*Data shown*:
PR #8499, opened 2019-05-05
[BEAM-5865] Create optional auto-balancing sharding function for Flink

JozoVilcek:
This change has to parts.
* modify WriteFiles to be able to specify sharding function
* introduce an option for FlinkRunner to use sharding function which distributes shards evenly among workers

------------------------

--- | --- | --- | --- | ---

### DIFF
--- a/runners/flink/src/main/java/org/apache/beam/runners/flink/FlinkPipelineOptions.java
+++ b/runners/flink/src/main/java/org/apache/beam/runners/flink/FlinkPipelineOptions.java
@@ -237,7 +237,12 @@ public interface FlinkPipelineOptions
--
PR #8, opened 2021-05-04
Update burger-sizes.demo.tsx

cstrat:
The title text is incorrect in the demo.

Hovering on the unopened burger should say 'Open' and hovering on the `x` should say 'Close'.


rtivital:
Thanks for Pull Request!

*What is required*: The line above containing "PR #8, opened 2021-05-04", the line containing "Thanks for Pull Request!", and every line between them are to be transcribed exactly; no other line is wanted.

*Written response*:
PR #8, opened 2021-05-04
Update burger-sizes.demo.tsx

cstrat:
The title text is incorrect in the demo.

Hovering on the unopened burger should say 'Open' and hovering on the `x` should say 'Close'.


rtivital:
Thanks for Pull Request!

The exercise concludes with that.